# Pink Bow vs. Deer help



## System (Oct 19, 2005)

oh, and the catch is. If the pink bow will spook deer, she is going to go with the Realtree Trykon with new arrows with pink fletching.


----------



## Tropicalfruitmo (Mar 17, 2005)

Deer are color blind. A friend of mine shot a 14 point with a hot pink bow with hot pink and white fletchings. Look at it this way: if blaze orange isn't a problem, why would pink be?


----------



## hrchdog (Dec 13, 2004)

Buy her a bowtech equalizer, my wife loves hers and the 40-50lb limbs will go down to 37lbs.


----------



## heathshayne (Feb 15, 2004)

nope....I shot my deer last year with a blue Martin Slayer x.....chrome cams and all


----------



## JAG (May 23, 2006)

would be a problem for Turkey, not for deer...


----------



## boojo35 (Jul 16, 2005)

Deer are colorblind.... they will see movement no matter what color it is..... The key is to sit still....


----------



## System (Oct 19, 2005)

See, 

I knew guys and gals at AT would have the answers.

Now, i just need to get her input before i buy anything for her, I don't wanna get the wrong color and hear about it everytime we shoot.


----------



## D-bow (May 17, 2007)

*pink bow*

i have to disagree with the mojority on this. I do think that deer are color blind but i beleive that they see any solid especially bright color much beter in the woods. Get her the realtree hoyt and let her get pink vanes or other small accessories but not a pink bow besides a camo bow will be much easier to move if she decides to change bows in the futur.
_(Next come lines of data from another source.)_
PR #7736, opened 2023-10-07
add reference to pcidrv and pcidev

maxzhen:
Need to add below reference since objects can be freed our of order:
pcidev -> pcidrv
device_linux -> pcidev
N/A
N/A
Low risk since there is no code logic change.
Build and tested with xbutil validate.
Manually tested the reference by hacking up code.
N/A

### DIFF
--- a/src/runtime_src/core/pcie/linux/device_linux.h
+++ b/src/runtime_src/core/pcie/linux/device_linux.h
@@ -9,8 +9,14 @@
 #include "core/common/shim/buffer_handle.h"
 #include "core/common/shim/hwctx_handle.h"
 #include "core/pcie/common/device_pcie.h"
+#include "core/pcie/linux/pcidev.h"
 
 namespace xrt_core {
+
+// Forward declaration
+namespace pci {
+class dev;
+}
 
 // concrete class derives from device_pcie, but mixes in
 // shim layer functions for access through base class
@@ -18,6 +24,7 @@ class device_linux : public shim<device_pcie>
 {
 public:
   device_linux(handle_type device_handle, id_type device_id, bool user);
+  ~device_linux();
 
   // query functions
   virtual void read_dma_stats(boost::property_tree::ptree& pt) const;
@@ -86,9 +93,16 @@ public:
   {
     return xrt::shim_int::alloc_bo(get_device_handle(), userptr, size, xcl_bo_flags{flags}.flags);
   }
-  ////////////////////////////////////////////////////////////////
+
+protected:
+  std::shared_ptr<pci::dev>
+  get_dev() const
+  {
+    return m_pcidev;
+  }
 
 private:
+  std::shared_ptr<pci::dev> m_pcidev;
   // Private look up function for concrete query::request
   virtual const query::request&
   lookup_query(query::key_type query_key) const override;
--- a/src/runtime_src/core/pcie/linux/device_linux.h
+++ b/src/runtime_src/core/pcie/linux/device_linux.h
@@ -95,10 +95,10 @@ public:
   }
 
 protected:
-  std::shared_ptr<pci::dev>
+  pci::dev*
   get_dev() const
   {
-    return m_pcidev;
+    return m_pcidev.get();
   }
 
 private:
--- a/src/runtime_src/core/pcie/linux/pcidev.cpp
+++ b/src/runtime_src/core/pcie/linux/pcidev.cpp
@@ -455,28 +455,28 @@ open(const std::string& subdev, int flag) const
 }
 
 dev::
-dev(std::shared_ptr<const drv> driver, const std::string& sysfs)
-  : m_sysfs_name(sysfs)
-  , m_driver(driver)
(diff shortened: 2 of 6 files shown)


src/runtime_src/core/pcie/linux/device_linux.h
```diff
@@ -86,9 +93,16 @@ class device_linux : public shim<device_pcie>
...
     return xrt::shim_int::alloc_bo(get_device_handle(), userptr, size, xcl_bo_flags{flags}.flags);
   }
-  ////////////////////////////////////////////////////////////////
+
+protected:
+  std::shared_ptr<pci::dev>
+  get_dev() const
+  {
+    return m_pcidev;
+  }
```
stsoe, line 102: Suggest to return `pci::dev*` and not the shared pointer
```suggestion
  pci::dev*
  get_dev() const
  {
    return m_pcidev.get();
  }
```
The shared_ptr is for sharing ownership, not of the class I see to this function needs to share ownership of the pcidev.

src/runtime_src/core/pcie/linux/pcidev.cpp
```diff
@@ -455,21 +455,23 @@ open(const std::string& subdev, int flag) const
 }
 
 dev::
-dev(const drv& driver, const std::string& sysfs) : m_sysfs_name(sysfs), m_driver(driver)
+dev(std::shared_ptr<const drv> driver, const std::string& sysfs)
+  : m_sysfs_name(sysfs)
+  , m_driver(driver)
```
stsoe, line 460:
```suggestion
dev(std::shared_ptr<const drv> driver, std::string sysfs)
  : m_sysfs_name(std::move(sysfs))
  , m_driver(std::move(driver))
```

src/runtime_src/core/pcie/linux/pcidev.cpp
```diff
@@ -455,21 +455,23 @@ open(const std::string& subdev, int flag) const
...
 
   if(sscanf(sysfs.c_str(), "%hx:%hx:%hx.%hx", &m_domain, &m_bus, &m_dev, &m_func) < 4)
     throw std::invalid_argument(sysfs + " is not valid BDF");
 
-  m_is_mgmt = !driver.is_user();
+  m_is_mgmt = !driver->is_user();
 
   if (m_is_mgmt) {
     sysfs_get("", "instance", err, m_instance, static_cast<uint32_t>(INVALID_ID));
   } else {
```
stsoe, line 471:
```suggestion
  } 
  else {
```

src/runtime_src/core/pcie/linux/pcidev.h
```diff
@@ -185,12 +185,12 @@ class dev
 
 private:
   int
-  map_usr_bar();
+  map_usr_bar() const;
 
-  std::mutex m_lock;
-  char *m_user_bar_map = reinterpret_cast<char *>(MAP_FAILED);
+  mutable std::mutex m_lock;
+  mutable char *m_user_bar_map = reinterpret_cast<char *>(MAP_FAILED);
```
stsoe, line 191: While mutable mutexes are obvious, m_user_bar_map is less so.  Maybe comment what it is used for and why it is made useable and perceived as constant by const member functions.

stsoe (changes requested):
Looks good.  Few requests.

src/runtime_src/core/pcie/linux/pcidev.cpp
maxzhen: Can't make this change. Xbmgmt or xbutil will segfault. This is the constructor of pcidev object, caller may not expect that the arguments are std::move'd? Say, caller passes in a 'driver', to construct pcidev, then use the same 'driver' to do something else...

src/runtime_src/core/pcie/linux/device_linux.h
maxzhen: fixed.

src/runtime_src/core/pcie/linux/pcidev.cpp
maxzhen: fixed.

src/runtime_src/core/pcie/linux/pcidev.h
maxzhen: comment added.

src/runtime_src/core/pcie/linux/pcidev.cpp
stsoe: Both arguments are passed by value.  `driver` you already passed by value and I changed `sysfs` to by value, so yes, you can and should move them into the data members.  By-value-and-move is btw the recommend way to initialize data member.

stsoe (changes requested):

src/runtime_src/core/pcie/linux/pcidev.cpp
maxzhen: You're right. It is the implementation of the constructor which is not ready for the by-value-and-move change. Now it's fixed.

stsoe (approved):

Just my two cents worth good luck and enjoy.


----------



## kraiza (Jan 13, 2006)

Get the Pink bow. If this what she wants it will keep her interested in archery. Deer are color blind.


----------



## System (Oct 19, 2005)

D-bow said:


> i have to disagree with the mojority on this. I do think that deer are color blind but i beleive that they see any solid especially bright color much beter in the woods. Get her the realtree hoyt and let her get pink vanes or other small accessories but not a pink bow besides a camo bow will be much easier to move if she decides to change bows in the futur. Just my two cents worth good luck and enjoy.




UPDATE:

We went with the Hoyt Trykon Sport in Camo 25" draw set at 30 #s to start, Wisker Biscuit, my old Cobra sight, and a dozen Beman Hunter Junior arrows fletched with Pink, White, Blue Blazers. I didn't pick the colors, she did.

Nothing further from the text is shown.